● **THE RECORDS**
________________________________________

PR #3485, opened 2026-09-08
Return zero V-measure for zero-information clusterings

### LINKED ISSUE #3484: V-measure returns 1 for independent nontrivial clusterings
For two independent, nontrivial clusterings, both homogeneity and completeness are zero, but `v_measure_score` currently returns `1.0`.

```python
import torch
from torchmetrics.functional.clustering import v_measure_score

preds = torch.tensor([0, 1, 0, 1])
target = torch.tensor([0, 0, 1, 1])

print(v_measure_score(preds, target))  # tensor(1.)
```

scikit-learn returns `0.0` for the same labels. That also matches the weighted harmonic mean definition: when both component scores are zero, V-measure should be zero.

This reproduces on current `master` (`8d008de1`) with Python 3.12.13 and PyTorch 2.13.0. I have a small fix and regression test ready. I also checked the edge case with a small Lean formalization and can attach it if useful :)

Robertboy18:
## What does this PR do?

Fixes #3484

I was checking V-measure edge cases and noticed that the zero-information branch returned `1`, even though both homogeneity and completeness are zero. This changes that branch to return `0`, matching scikit-learn and the metric definition.

I added regression coverage for both the functional and class APIs with `beta` values `0.5`, `1.0`, and `2.0`. I also checked every partition pair through five samples against scikit-learn (8,877 cases); the full clustering suite passes (`178 passed, 8 skipped`), and Ruff is clean.

I also wrote a small Lean formalization of this edge case and can attach it if useful :)

### DIFF
--- a/src/torchmetrics/functional/clustering/homogeneity_completeness_v_measure.py
+++ b/src/torchmetrics/functional/clustering/homogeneity_completeness_v_measure.py
@@ -110,5 +110,5 @@ def v_measure_score(preds: Tensor, target: Tensor, beta: float = 1.0) -> Tensor:
     """
     completeness, homogeneity = _completeness_score_compute(preds, target)
     if homogeneity + completeness == 0.0:
-        return torch.ones_like(homogeneity)
+        return torch.zeros_like(homogeneity)
     return (1 + beta) * homogeneity * completeness / (beta * homogeneity + completeness)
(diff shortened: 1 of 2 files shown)


justusschock (approved):

Robertboy18:
Thanks for reviewing this! I refreshed the branch against master and reran the clustering suite: 178 passed, 8 skipped. Ruff is clean too. Could you take another look at merging once the new checks finish? :)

________________________________________

● **WHAT IS NEEDED**
Write out the full listing, keeping every line exactly as it is.

● **WRITTEN RESPONSE**
PR #3485, opened 2026-09-08
Return zero V-measure for zero-information clusterings

### LINKED ISSUE #3484: V-measure returns 1 for independent nontrivial clusterings
For two independent, nontrivial clusterings, both homogeneity and completeness are zero, but `v_measure_score` currently returns `1.0`.

```python
import torch
from torchmetrics.functional.clustering import v_measure_score

preds = torch.tensor([0, 1, 0, 1])
target = torch.tensor([0, 0, 1, 1])

print(v_measure_score(preds, target))  # tensor(1.)
```

scikit-learn returns `0.0` for the same labels. That also matches the weighted harmonic mean definition: when both component scores are zero, V-measure should be zero.

This reproduces on current `master` (`8d008de1`) with Python 3.12.13 and PyTorch 2.13.0. I have a small fix and regression test ready. I also checked the edge case with a small Lean formalization and can attach it if useful :)

Robertboy18:
## What does this PR do?

Fixes #3484

I was checking V-measure edge cases and noticed that the zero-information branch returned `1`, even though both homogeneity and completeness are zero. This changes that branch to return `0`, matching scikit-learn and the metric definition.

I added regression coverage for both the functional and class APIs with `beta` values `0.5`, `1.0`, and `2.0`. I also checked every partition pair through five samples against scikit-learn (8,877 cases); the full clustering suite passes (`178 passed, 8 skipped`), and Ruff is clean.

I also wrote a small Lean formalization of this edge case and can attach it if useful :)

### DIFF
--- a/src/torchmetrics/functional/clustering/homogeneity_completeness_v_measure.py
+++ b/src/torchmetrics/functional/clustering/homogeneity_completeness_v_measure.py
@@ -110,5 +110,5 @@ def v_measure_score(preds: Tensor, target: Tensor, beta: float = 1.0) -> Tensor:
     """
     completeness, homogeneity = _completeness_score_compute(preds, target)
     if homogeneity + completeness == 0.0:
-        return torch.ones_like(homogeneity)
+        return torch.zeros_like(homogeneity)
     return (1 + beta) * homogeneity * completeness / (beta * homogeneity + completeness)
(diff shortened: 1 of 2 files shown)


justusschock (approved):

Robertboy18:
Thanks for reviewing this! I refreshed the branch against master and reran the clustering suite: 178 passed, 8 skipped. Ruff is clean too. Could you take another look at merging once the new checks finish? :)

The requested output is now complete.